For the erase process on the solid-state drive it requires a huge amount of electrical charge through the flash cards. This degrades the oxide layer that separates the floating gate transistors from the flash memory silicon substrate and the bit error rates increase. The drive’s controller can use error detection and correction mechanisms to fix these errors. However, at some point, the errors can outstrip the controller’s ability to correct them and the cell can become unreliable.
Soft bad sectors are caused by software problems. For instance, if a computer unexpectedly shuts down, due to this, hard drive also turn off in the middle of writing to a block. Due to this, the data contain in the block doesn’t match with the CRC detection error code and it would marked as bad sector.
Types of Bad Blocks :
There are two types of bad blocks –
- Physical or Hard bad block : It comes from damage to the storage medium.
- Soft or Logical bad block : A soft, or logical, bad block occurs when the operating system (OS) is unable to read data from a sector.
A soft bad block include when the cyclic redundancy check (CRC), or error correction code (ECC), for a particular storage block does not match the data read by the disk.
How Bad blocks are handled :
These blocks are handled in a number of ways, but it depends upon the disk and controller.
On simple disks, such as some disks with IDE controller, bad blocks are handled manually. One strategy is to scan the disk to find bad blocks while disk is being formatted. Any bad block that are discovered as flagged as unusable so that file system does not allocate them. If blocks go bad during normal operation, a special program (such as the Linux badblocks command) must be run manually to search for the bad blocks and to lock them away.
More sophisticated disks are smarter about bad-block recovery. The work of controller is to maintain the list of bad blocks. The list formed by the controller is initialized during the low-level formatting at the factory and is updated over the life of the disk. Low-level formatting holds the spare sectors which are not visible to the operating system.The last task is done by controller which is to replace each bad sector logically with the spare sectors. This scheme is also known as sector sparing and forwarding.
A typical bad-sector transaction is as follows –
- Suppose Operating system wants to read logical block 80.
- Now, the controller is going to calculate EEC and suppose it found the block as bad. It reports to operating system that the requested block is bad.
- Whenever, next time the system is rebooted, a special command is used and it will tell the controller that this sector is to be replaced with the spare sector.
- In future, whenever there is a request for the block 80, the request is translated to replacement sector’s address by the controller.
The redirection by the controller (i.e., the request translated to replacement) could invalidate any optimization by the operating system’s disk-scheduling algorithm.
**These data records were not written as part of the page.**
PR #3094, opened 2024-11-08
feat: add p/moul/realmpath

moul:
Lightweight `Render.path` parsing and link generation library with an idiomatic API, closely resembling that of `net/url`.


petar-dambovaliev (approved):

leohhhn (approved):
lgtm

PR #3096, opened 2024-11-08
feat(govdao): better rendering

leohhhn:
## Description

Introduces better `gnoweb` rendering for the GovDAO suite, and better help page actions for voting on proposals.

Home page before:
Screenshot 2024-11-08 at 16 29 49

Home page after (also resolves usernames from `r/demo/users`):
Screenshot 2024-11-09 at 13 19 55

Prop page before:
Screenshot 2024-11-08 at 16 30 43

Prop page after:

Screenshot 2024-11-21 at 13 05 50

The actions bar notifies the user when the proposal is no longer active as well.

Continuation of #2579

<details><summary>Contributors' checklist...</summary>

- [x] Added new tests, or not needed, or not feasible
- [x] Provided an example (e.g. screenshot) to aid review or the PR is self-explanatory
- [x] Updated the official documentation or not needed
- [x] No breaking changes were made, or a `BREAKING CHANGE: xxx` message was included in the description
- [x] Added references to related issues and PRs
- [x] Provided any useful hints for running manual tests
</details>

PR #3100, opened 2024-11-09
feat: add p/moul/mdtable

moul:
Can be useful for #3096.


leohhhn (approved):
Looks good; however with the current look of the table in `gnoweb`, I think it's nicer to have a list of items as I did in my govdao rendering PR. This package is still welcome.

For this reason, most disks are formatted to provide a few spare sectors in each cylinder and spare cylinder as well. Whenever the bad block is going to remap, the controller will use spare sector from the same cylinder, if possible; otherwise spare cylinder is also present.
Some controllers use spare sector to replace bad block, there is also another technique to replace bad block which is sector slipping.
Example of sector slipping –
Suppose that logical block 16 becomes defective and the first available spare sector follows sector 200. Sector slipping then starts remapping. All the sectors from 16 to 200, moving them all down one spot. That is, sector 200 is copied into the spare, then sector 199 into 200, then 198 into 199, and so on, until sector 17 is copied into sector 18.
In this way slipping the sectors frees up the space of sector 17 so that sector 16 can be mapped to it.
The replacement of bad block is not totally automatic, because data in the bad block are usually lost. A process is trigger by the soft errors in which a copy of the block data is made and the block is spared or slipped. Hard error which is unrecoverable will lost all its data. Whatever file was using that block must be repaired and that requires manual intervention.